What you need to do →
Lines below starting with the line with "Issue #49, opened 2023-01-25" and going on through the line with "### Describe the solution you'd like" must be output exactly; the rest of the records must be left out.

Data supplied →

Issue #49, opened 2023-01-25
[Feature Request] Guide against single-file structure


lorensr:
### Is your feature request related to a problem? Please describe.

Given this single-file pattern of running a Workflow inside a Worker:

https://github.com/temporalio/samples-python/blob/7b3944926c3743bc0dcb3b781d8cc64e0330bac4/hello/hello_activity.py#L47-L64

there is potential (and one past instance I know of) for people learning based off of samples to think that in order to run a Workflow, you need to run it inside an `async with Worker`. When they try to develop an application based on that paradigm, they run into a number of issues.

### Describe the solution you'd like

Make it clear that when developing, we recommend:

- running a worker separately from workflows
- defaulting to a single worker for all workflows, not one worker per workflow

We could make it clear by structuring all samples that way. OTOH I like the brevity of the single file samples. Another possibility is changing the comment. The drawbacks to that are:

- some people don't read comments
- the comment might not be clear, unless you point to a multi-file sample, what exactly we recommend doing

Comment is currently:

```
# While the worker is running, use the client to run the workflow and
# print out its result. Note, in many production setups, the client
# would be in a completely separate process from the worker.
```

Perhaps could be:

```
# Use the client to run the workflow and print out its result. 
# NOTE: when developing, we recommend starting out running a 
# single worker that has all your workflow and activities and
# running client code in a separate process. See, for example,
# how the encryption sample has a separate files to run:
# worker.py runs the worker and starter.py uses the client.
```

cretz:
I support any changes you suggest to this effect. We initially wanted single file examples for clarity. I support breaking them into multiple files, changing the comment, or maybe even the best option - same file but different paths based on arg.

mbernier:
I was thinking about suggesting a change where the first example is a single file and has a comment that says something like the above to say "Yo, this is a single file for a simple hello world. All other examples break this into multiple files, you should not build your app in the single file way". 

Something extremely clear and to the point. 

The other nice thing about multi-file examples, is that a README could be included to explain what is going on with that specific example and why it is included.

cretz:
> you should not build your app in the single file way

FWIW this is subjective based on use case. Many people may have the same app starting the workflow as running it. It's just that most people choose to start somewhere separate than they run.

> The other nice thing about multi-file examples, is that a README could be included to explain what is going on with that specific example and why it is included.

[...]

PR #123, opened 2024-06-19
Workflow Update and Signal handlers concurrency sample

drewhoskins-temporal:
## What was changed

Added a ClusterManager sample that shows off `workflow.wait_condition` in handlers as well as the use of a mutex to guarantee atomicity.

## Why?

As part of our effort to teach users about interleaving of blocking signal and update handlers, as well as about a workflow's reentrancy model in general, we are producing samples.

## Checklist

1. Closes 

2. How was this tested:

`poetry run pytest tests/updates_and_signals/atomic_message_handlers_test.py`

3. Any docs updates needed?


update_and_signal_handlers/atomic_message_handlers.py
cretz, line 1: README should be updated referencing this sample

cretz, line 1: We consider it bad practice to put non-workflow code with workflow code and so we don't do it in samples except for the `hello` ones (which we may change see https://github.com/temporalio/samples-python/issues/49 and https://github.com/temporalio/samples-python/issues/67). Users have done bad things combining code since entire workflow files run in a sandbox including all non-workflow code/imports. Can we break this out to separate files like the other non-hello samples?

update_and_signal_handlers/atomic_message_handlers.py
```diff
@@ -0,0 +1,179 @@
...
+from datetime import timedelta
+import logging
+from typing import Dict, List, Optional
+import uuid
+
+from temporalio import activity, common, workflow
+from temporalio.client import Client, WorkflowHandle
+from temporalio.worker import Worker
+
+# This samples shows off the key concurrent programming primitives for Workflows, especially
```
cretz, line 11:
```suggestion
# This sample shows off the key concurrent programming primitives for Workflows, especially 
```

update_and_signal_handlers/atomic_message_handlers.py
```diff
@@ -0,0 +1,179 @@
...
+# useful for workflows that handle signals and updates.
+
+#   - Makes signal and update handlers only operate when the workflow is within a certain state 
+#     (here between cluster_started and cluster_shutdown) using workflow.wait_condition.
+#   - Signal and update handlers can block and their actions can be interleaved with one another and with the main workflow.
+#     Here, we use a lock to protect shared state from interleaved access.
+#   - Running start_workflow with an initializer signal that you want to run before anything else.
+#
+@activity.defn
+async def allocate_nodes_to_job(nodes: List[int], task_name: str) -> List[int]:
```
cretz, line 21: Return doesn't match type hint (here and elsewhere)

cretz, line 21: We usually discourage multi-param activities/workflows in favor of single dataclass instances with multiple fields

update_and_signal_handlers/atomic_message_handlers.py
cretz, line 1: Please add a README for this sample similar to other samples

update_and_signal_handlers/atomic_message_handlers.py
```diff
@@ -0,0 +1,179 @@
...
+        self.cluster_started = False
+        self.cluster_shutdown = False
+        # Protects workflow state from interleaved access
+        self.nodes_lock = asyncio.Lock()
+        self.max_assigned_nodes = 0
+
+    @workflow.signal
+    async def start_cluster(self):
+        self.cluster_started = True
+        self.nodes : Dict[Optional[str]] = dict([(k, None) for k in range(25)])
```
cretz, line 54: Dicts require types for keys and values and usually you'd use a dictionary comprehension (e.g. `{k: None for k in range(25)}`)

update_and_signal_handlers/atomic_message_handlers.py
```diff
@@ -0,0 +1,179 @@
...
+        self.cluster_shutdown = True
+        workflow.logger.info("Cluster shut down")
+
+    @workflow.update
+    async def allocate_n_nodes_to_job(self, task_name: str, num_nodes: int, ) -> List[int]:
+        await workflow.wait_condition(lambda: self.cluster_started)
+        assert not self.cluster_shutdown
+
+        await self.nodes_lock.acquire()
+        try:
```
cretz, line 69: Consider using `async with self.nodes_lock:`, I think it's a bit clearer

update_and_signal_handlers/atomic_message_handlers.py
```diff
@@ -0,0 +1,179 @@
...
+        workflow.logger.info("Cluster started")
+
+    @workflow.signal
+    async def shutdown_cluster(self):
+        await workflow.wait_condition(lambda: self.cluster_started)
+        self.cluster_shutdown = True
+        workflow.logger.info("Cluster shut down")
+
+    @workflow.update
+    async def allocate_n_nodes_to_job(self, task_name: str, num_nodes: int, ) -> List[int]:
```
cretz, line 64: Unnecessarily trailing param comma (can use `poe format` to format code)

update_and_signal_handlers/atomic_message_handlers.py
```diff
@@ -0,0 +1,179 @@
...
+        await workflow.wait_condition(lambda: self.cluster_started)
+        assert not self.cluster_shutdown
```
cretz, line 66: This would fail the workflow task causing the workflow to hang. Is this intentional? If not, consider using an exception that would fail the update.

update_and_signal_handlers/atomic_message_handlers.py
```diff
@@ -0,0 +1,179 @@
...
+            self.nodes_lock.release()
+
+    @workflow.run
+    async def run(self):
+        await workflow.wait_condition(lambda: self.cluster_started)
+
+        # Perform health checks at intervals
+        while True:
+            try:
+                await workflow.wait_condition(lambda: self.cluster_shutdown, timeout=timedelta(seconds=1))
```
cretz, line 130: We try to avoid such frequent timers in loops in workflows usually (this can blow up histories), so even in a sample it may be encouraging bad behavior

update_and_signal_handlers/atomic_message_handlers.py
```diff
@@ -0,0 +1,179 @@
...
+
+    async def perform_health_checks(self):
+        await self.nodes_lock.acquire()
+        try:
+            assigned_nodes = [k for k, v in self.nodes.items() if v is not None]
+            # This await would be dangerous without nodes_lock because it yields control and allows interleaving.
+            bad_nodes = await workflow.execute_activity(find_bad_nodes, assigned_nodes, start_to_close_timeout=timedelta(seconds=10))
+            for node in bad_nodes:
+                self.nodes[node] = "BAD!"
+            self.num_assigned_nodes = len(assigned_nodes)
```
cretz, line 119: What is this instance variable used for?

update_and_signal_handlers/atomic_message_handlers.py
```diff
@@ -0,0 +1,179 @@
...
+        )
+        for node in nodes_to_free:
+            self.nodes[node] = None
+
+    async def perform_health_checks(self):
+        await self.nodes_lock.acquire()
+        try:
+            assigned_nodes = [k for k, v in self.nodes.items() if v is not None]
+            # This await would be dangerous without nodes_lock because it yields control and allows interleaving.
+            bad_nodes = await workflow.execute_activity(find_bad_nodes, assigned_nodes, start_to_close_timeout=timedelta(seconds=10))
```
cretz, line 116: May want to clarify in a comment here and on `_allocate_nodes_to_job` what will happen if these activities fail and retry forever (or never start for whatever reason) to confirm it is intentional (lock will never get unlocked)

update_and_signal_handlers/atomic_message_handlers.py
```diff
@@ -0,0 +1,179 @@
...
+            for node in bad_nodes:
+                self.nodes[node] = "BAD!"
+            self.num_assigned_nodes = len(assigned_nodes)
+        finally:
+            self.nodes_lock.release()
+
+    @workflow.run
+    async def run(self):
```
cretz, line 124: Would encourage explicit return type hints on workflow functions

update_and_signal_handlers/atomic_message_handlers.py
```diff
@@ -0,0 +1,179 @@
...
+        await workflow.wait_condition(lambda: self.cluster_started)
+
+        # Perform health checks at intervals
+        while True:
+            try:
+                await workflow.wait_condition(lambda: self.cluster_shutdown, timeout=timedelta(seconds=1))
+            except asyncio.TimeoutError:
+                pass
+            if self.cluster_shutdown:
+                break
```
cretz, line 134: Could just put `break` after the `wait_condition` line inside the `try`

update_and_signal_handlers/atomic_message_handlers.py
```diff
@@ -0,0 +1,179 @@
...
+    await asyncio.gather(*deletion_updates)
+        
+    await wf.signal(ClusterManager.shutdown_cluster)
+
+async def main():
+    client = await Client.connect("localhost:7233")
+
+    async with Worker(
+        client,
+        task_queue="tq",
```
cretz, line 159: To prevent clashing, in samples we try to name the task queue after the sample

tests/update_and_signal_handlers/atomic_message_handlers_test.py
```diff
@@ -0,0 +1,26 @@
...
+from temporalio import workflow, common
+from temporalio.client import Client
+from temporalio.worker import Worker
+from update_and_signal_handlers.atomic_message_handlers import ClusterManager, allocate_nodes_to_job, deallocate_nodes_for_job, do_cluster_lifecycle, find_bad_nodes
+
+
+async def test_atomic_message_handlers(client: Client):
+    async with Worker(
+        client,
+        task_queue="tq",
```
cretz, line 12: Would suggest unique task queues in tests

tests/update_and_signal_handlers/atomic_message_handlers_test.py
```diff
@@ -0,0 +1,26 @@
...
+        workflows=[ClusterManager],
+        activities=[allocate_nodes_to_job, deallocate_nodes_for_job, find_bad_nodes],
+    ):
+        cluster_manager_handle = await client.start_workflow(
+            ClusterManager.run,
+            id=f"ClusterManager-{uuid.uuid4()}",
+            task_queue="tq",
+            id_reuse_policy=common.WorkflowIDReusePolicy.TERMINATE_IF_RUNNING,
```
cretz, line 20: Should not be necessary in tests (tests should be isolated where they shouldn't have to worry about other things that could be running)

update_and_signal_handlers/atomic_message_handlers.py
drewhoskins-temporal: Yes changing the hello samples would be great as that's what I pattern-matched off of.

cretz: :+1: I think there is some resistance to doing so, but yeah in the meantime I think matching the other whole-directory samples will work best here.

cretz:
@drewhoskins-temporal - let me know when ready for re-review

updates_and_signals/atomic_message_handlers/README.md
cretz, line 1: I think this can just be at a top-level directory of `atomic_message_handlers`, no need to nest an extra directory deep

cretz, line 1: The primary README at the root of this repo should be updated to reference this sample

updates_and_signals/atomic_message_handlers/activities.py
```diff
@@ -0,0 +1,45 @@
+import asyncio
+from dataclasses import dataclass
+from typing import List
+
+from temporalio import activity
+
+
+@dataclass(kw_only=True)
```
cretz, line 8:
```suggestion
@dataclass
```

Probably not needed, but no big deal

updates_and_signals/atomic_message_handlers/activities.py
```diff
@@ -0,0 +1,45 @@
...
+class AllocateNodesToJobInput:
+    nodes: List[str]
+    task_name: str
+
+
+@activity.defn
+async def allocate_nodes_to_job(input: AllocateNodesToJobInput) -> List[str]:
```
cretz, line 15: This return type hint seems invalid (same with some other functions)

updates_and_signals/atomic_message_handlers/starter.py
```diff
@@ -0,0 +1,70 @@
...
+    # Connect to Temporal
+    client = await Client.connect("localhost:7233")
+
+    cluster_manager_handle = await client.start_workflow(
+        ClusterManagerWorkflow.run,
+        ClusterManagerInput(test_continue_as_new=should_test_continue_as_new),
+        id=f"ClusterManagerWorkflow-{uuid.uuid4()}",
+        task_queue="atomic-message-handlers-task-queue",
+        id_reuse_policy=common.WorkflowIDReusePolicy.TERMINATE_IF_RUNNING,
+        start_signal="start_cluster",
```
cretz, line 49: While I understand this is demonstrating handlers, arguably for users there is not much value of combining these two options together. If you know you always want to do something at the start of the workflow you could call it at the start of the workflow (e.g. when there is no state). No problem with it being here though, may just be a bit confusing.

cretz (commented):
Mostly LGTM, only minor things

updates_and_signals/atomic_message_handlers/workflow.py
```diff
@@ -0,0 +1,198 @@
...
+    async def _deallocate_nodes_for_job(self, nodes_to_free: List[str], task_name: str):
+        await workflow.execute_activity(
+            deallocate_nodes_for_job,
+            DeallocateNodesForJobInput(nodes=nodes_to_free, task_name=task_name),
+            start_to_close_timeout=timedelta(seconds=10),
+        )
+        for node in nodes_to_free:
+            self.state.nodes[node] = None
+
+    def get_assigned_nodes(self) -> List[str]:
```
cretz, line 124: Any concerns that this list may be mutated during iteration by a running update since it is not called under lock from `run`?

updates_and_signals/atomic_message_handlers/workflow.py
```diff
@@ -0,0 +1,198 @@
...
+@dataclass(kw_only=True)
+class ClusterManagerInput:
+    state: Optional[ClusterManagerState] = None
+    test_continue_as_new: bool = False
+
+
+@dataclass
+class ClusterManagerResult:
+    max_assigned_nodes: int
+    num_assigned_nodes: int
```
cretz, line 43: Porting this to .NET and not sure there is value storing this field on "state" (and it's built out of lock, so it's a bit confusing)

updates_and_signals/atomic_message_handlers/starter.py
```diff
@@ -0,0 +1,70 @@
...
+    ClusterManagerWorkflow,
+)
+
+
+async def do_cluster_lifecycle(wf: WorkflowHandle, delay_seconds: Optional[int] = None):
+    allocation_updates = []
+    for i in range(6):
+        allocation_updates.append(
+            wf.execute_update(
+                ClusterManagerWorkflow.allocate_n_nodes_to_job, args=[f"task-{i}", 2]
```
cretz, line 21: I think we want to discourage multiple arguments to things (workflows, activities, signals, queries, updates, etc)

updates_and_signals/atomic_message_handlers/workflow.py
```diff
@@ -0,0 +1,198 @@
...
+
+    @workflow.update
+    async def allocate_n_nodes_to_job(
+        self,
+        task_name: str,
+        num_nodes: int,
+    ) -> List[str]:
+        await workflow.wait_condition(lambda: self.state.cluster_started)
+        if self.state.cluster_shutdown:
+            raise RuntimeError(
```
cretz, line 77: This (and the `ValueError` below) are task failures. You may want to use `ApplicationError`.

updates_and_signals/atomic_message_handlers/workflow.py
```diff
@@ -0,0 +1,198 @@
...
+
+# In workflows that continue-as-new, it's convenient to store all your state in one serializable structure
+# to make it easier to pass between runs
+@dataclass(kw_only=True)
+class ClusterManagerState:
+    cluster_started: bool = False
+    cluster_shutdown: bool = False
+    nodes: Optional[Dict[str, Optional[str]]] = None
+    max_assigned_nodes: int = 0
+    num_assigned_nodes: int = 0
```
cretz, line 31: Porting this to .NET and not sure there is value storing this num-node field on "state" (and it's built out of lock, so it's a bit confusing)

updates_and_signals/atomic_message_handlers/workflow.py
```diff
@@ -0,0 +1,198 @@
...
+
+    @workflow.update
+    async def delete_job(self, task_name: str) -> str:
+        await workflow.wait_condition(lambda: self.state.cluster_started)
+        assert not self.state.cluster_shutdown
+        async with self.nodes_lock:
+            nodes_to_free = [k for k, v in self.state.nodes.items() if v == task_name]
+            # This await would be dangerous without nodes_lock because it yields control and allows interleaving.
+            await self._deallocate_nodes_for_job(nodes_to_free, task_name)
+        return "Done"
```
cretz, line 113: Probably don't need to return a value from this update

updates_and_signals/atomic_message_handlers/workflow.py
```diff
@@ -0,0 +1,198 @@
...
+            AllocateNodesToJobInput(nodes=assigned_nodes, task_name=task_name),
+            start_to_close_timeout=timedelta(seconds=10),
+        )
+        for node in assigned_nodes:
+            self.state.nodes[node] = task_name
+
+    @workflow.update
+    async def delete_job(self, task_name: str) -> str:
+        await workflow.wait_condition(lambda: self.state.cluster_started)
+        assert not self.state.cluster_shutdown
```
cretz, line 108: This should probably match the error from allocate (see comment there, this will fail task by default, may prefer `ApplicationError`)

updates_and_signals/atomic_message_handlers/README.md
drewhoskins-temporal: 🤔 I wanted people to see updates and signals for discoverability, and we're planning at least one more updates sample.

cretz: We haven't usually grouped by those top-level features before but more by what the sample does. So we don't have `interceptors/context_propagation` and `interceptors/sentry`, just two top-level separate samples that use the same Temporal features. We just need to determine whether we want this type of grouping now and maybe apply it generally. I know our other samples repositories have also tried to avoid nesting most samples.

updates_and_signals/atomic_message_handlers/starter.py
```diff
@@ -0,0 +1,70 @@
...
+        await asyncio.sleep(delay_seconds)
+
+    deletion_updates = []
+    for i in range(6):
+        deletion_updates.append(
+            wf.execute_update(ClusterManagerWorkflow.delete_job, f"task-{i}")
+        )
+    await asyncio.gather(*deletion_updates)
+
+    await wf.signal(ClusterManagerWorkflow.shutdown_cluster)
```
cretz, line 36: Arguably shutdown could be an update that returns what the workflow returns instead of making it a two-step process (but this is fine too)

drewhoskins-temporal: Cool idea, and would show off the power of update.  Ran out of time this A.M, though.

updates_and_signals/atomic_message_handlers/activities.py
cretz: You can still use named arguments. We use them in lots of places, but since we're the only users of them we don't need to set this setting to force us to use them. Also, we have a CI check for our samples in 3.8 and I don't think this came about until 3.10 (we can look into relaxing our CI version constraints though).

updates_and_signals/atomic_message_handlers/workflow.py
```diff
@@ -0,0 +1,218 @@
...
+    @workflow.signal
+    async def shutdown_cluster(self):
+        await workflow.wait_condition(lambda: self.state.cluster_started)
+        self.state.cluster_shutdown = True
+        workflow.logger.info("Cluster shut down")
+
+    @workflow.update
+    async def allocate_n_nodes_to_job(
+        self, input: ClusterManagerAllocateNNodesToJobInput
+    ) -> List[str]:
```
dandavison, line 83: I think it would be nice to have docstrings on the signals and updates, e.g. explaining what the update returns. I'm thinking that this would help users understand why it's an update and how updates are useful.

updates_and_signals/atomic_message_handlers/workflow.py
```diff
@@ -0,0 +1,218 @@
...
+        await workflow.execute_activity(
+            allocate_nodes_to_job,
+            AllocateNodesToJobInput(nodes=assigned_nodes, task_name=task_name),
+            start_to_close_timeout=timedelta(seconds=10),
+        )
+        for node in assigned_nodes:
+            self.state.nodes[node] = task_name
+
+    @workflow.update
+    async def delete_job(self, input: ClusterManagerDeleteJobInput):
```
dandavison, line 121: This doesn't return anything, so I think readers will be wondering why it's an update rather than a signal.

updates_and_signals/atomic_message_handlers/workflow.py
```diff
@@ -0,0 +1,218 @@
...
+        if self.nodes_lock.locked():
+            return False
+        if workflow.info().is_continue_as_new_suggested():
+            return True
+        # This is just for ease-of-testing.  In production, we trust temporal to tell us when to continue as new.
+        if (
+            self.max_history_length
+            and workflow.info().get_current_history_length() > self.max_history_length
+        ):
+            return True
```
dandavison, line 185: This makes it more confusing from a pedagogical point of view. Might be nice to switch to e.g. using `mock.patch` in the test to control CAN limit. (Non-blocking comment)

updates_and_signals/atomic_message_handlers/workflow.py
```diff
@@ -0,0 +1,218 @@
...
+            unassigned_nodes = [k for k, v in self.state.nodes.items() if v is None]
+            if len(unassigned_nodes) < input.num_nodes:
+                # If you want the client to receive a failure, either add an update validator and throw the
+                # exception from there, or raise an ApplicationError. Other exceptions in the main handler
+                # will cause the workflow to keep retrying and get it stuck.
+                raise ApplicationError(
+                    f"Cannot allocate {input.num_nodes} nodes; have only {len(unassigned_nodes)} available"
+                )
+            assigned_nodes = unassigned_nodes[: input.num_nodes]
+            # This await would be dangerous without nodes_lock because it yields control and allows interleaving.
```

--

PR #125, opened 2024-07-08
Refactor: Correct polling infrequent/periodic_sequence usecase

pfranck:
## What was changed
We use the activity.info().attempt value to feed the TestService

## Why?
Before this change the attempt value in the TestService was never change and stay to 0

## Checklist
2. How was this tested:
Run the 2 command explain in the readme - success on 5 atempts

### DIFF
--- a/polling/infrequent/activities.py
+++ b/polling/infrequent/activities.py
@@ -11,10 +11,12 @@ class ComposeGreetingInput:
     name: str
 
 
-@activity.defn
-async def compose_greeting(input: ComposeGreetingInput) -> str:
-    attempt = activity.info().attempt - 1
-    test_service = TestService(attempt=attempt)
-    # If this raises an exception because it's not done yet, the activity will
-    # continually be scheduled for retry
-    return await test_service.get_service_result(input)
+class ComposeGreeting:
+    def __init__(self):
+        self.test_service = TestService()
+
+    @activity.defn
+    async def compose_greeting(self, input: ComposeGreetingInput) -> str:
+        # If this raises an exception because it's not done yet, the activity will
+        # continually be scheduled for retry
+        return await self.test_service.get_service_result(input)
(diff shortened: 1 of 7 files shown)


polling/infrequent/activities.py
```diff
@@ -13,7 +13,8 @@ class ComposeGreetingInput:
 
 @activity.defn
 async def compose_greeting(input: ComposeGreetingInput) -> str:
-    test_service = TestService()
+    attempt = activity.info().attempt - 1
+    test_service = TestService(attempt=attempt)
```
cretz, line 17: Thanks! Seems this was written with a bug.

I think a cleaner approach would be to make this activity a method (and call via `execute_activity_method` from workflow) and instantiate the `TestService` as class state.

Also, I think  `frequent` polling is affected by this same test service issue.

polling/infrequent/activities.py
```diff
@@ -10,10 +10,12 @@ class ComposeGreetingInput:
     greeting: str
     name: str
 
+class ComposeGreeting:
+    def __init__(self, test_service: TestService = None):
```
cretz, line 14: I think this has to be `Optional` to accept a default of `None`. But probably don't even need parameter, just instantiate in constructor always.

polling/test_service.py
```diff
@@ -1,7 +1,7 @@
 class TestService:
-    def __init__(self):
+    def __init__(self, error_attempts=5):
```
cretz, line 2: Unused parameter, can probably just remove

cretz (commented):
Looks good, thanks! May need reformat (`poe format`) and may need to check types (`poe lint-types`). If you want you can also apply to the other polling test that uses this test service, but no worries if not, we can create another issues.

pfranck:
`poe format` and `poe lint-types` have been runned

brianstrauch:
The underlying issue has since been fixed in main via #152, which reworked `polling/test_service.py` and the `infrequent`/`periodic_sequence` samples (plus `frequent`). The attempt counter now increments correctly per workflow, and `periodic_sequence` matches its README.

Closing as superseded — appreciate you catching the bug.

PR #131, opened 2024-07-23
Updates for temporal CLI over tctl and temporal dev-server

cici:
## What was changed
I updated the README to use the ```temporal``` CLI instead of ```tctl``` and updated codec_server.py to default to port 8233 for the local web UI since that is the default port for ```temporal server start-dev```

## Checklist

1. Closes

--

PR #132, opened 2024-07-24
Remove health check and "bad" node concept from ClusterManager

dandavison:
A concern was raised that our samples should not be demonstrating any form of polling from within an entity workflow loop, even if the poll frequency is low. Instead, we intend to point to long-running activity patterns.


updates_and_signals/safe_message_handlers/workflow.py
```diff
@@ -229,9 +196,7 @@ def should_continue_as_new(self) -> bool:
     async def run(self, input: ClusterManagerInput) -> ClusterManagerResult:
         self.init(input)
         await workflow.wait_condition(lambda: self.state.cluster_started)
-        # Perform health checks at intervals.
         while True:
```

Solution →
Issue #49, opened 2023-01-25
[Feature Request] Guide against single-file structure


lorensr:
### Is your feature request related to a problem? Please describe.

Given this single-file pattern of running a Workflow inside a Worker:

https://github.com/temporalio/samples-python/blob/7b3944926c3743bc0dcb3b781d8cc64e0330bac4/hello/hello_activity.py#L47-L64

there is potential (and one past instance I know of) for people learning based off of samples to think that in order to run a Workflow, you need to run it inside an `async with Worker`. When they try to develop an application based on that paradigm, they run into a number of issues.

### Describe the solution you'd like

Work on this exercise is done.